[Collection entries]
____
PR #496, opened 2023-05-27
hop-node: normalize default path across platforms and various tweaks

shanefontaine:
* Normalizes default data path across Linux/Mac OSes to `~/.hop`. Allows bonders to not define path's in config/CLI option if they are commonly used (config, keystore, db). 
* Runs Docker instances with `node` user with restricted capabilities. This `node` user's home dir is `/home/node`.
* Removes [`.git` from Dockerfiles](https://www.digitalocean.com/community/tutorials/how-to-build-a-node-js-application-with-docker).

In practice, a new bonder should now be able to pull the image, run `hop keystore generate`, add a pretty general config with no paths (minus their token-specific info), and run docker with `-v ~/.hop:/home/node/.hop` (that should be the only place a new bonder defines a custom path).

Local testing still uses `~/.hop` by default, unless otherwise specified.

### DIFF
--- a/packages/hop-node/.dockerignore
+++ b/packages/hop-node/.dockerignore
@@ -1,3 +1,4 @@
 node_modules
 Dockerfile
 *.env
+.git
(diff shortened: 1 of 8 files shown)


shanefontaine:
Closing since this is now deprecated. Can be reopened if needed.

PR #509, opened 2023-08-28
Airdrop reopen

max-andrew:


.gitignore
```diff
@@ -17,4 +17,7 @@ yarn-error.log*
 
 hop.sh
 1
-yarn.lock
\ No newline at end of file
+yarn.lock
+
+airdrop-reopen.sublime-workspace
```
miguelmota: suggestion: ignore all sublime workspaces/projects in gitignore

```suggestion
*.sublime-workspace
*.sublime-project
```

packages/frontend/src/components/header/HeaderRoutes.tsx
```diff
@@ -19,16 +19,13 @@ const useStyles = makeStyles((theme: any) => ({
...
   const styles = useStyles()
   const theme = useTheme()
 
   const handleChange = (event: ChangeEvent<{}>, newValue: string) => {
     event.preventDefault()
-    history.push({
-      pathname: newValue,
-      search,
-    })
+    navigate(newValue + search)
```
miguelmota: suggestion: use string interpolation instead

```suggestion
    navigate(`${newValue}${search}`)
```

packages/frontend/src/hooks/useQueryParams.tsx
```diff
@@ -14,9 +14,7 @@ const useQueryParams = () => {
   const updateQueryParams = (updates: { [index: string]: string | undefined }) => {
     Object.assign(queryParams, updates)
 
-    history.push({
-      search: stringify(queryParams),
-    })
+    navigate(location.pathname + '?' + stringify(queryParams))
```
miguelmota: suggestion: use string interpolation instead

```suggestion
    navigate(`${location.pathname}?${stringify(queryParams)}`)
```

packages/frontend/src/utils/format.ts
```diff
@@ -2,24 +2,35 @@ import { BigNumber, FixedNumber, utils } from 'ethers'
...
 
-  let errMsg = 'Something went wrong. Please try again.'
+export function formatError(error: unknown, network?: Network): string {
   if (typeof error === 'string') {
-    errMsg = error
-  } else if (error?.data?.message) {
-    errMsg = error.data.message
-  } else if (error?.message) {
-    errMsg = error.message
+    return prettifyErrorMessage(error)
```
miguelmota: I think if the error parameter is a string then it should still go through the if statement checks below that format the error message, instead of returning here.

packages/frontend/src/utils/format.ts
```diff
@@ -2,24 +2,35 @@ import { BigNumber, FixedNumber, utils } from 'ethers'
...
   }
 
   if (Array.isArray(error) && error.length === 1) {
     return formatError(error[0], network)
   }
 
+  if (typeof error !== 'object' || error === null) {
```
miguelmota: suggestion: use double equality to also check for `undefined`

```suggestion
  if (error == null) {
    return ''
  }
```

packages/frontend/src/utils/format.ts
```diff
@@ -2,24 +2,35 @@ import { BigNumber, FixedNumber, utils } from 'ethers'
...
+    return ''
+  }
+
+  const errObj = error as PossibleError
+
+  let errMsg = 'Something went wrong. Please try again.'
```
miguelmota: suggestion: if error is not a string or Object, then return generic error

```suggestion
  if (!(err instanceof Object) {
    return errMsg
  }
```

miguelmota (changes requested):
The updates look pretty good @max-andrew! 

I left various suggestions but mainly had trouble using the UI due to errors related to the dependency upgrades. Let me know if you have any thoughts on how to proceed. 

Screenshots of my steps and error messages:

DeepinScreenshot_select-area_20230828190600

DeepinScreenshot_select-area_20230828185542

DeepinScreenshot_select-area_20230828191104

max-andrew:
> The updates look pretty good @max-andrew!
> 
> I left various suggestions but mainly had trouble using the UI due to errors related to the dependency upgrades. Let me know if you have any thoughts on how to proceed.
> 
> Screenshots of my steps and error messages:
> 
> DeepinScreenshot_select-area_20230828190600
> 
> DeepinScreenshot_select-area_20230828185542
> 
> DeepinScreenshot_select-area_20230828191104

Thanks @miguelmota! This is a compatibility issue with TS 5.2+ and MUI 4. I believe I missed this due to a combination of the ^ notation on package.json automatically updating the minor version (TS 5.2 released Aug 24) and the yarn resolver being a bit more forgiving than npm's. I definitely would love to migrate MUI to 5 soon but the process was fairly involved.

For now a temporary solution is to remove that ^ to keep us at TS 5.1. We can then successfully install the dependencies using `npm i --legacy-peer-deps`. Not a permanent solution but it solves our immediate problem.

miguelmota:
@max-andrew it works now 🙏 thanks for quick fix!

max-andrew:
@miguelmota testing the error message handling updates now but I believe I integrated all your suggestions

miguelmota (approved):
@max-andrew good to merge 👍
____
Exercise aim
An exact transcript of all the records is the expected result.

Response to the task
PR #496, opened 2023-05-27
hop-node: normalize default path across platforms and various tweaks

shanefontaine:
* Normalizes default data path across Linux/Mac OSes to `~/.hop`. Allows bonders to not define path's in config/CLI option if they are commonly used (config, keystore, db). 
* Runs Docker instances with `node` user with restricted capabilities. This `node` user's home dir is `/home/node`.
* Removes [`.git` from Dockerfiles](https://www.digitalocean.com/community/tutorials/how-to-build-a-node-js-application-with-docker).

In practice, a new bonder should now be able to pull the image, run `hop keystore generate`, add a pretty general config with no paths (minus their token-specific info), and run docker with `-v ~/.hop:/home/node/.hop` (that should be the only place a new bonder defines a custom path).

Local testing still uses `~/.hop` by default, unless otherwise specified.

### DIFF
--- a/packages/hop-node/.dockerignore
+++ b/packages/hop-node/.dockerignore
@@ -1,3 +1,4 @@
 node_modules
 Dockerfile
 *.env
+.git
(diff shortened: 1 of 8 files shown)


shanefontaine:
Closing since this is now deprecated. Can be reopened if needed.

PR #509, opened 2023-08-28
Airdrop reopen

max-andrew:


.gitignore
```diff
@@ -17,4 +17,7 @@ yarn-error.log*
 
 hop.sh
 1
-yarn.lock
\ No newline at end of file
+yarn.lock
+
+airdrop-reopen.sublime-workspace
```
miguelmota: suggestion: ignore all sublime workspaces/projects in gitignore

```suggestion
*.sublime-workspace
*.sublime-project
```

packages/frontend/src/components/header/HeaderRoutes.tsx
```diff
@@ -19,16 +19,13 @@ const useStyles = makeStyles((theme: any) => ({
...
   const styles = useStyles()
   const theme = useTheme()
 
   const handleChange = (event: ChangeEvent<{}>, newValue: string) => {
     event.preventDefault()
-    history.push({
-      pathname: newValue,
-      search,
-    })
+    navigate(newValue + search)
```
miguelmota: suggestion: use string interpolation instead

```suggestion
    navigate(`${newValue}${search}`)
```

packages/frontend/src/hooks/useQueryParams.tsx
```diff
@@ -14,9 +14,7 @@ const useQueryParams = () => {
   const updateQueryParams = (updates: { [index: string]: string | undefined }) => {
     Object.assign(queryParams, updates)
 
-    history.push({
-      search: stringify(queryParams),
-    })
+    navigate(location.pathname + '?' + stringify(queryParams))
```
miguelmota: suggestion: use string interpolation instead

```suggestion
    navigate(`${location.pathname}?${stringify(queryParams)}`)
```

packages/frontend/src/utils/format.ts
```diff
@@ -2,24 +2,35 @@ import { BigNumber, FixedNumber, utils } from 'ethers'
...
 
-  let errMsg = 'Something went wrong. Please try again.'
+export function formatError(error: unknown, network?: Network): string {
   if (typeof error === 'string') {
-    errMsg = error
-  } else if (error?.data?.message) {
-    errMsg = error.data.message
-  } else if (error?.message) {
-    errMsg = error.message
+    return prettifyErrorMessage(error)
```
miguelmota: I think if the error parameter is a string then it should still go through the if statement checks below that format the error message, instead of returning here.

packages/frontend/src/utils/format.ts
```diff
@@ -2,24 +2,35 @@ import { BigNumber, FixedNumber, utils } from 'ethers'
...
   }
 
   if (Array.isArray(error) && error.length === 1) {
     return formatError(error[0], network)
   }
 
+  if (typeof error !== 'object' || error === null) {
```
miguelmota: suggestion: use double equality to also check for `undefined`

```suggestion
  if (error == null) {
    return ''
  }
```

packages/frontend/src/utils/format.ts
```diff
@@ -2,24 +2,35 @@ import { BigNumber, FixedNumber, utils } from 'ethers'
...
+    return ''
+  }
+
+  const errObj = error as PossibleError
+
+  let errMsg = 'Something went wrong. Please try again.'
```
miguelmota: suggestion: if error is not a string or Object, then return generic error

```suggestion
  if (!(err instanceof Object) {
    return errMsg
  }
```

miguelmota (changes requested):
The updates look pretty good @max-andrew! 

I left various suggestions but mainly had trouble using the UI due to errors related to the dependency upgrades. Let me know if you have any thoughts on how to proceed. 

Screenshots of my steps and error messages:

DeepinScreenshot_select-area_20230828190600

DeepinScreenshot_select-area_20230828185542

DeepinScreenshot_select-area_20230828191104

max-andrew:
> The updates look pretty good @max-andrew!
> 
> I left various suggestions but mainly had trouble using the UI due to errors related to the dependency upgrades. Let me know if you have any thoughts on how to proceed.
> 
> Screenshots of my steps and error messages:
> 
> DeepinScreenshot_select-area_20230828190600
> 
> DeepinScreenshot_select-area_20230828185542
> 
> DeepinScreenshot_select-area_20230828191104

Thanks @miguelmota! This is a compatibility issue with TS 5.2+ and MUI 4. I believe I missed this due to a combination of the ^ notation on package.json automatically updating the minor version (TS 5.2 released Aug 24) and the yarn resolver being a bit more forgiving than npm's. I definitely would love to migrate MUI to 5 soon but the process was fairly involved.

For now a temporary solution is to remove that ^ to keep us at TS 5.1. We can then successfully install the dependencies using `npm i --legacy-peer-deps`. Not a permanent solution but it solves our immediate problem.

miguelmota:
@max-andrew it works now 🙏 thanks for quick fix!

max-andrew:
@miguelmota testing the error message handling updates now but I believe I integrated all your suggestions

miguelmota (approved):
@max-andrew good to merge 👍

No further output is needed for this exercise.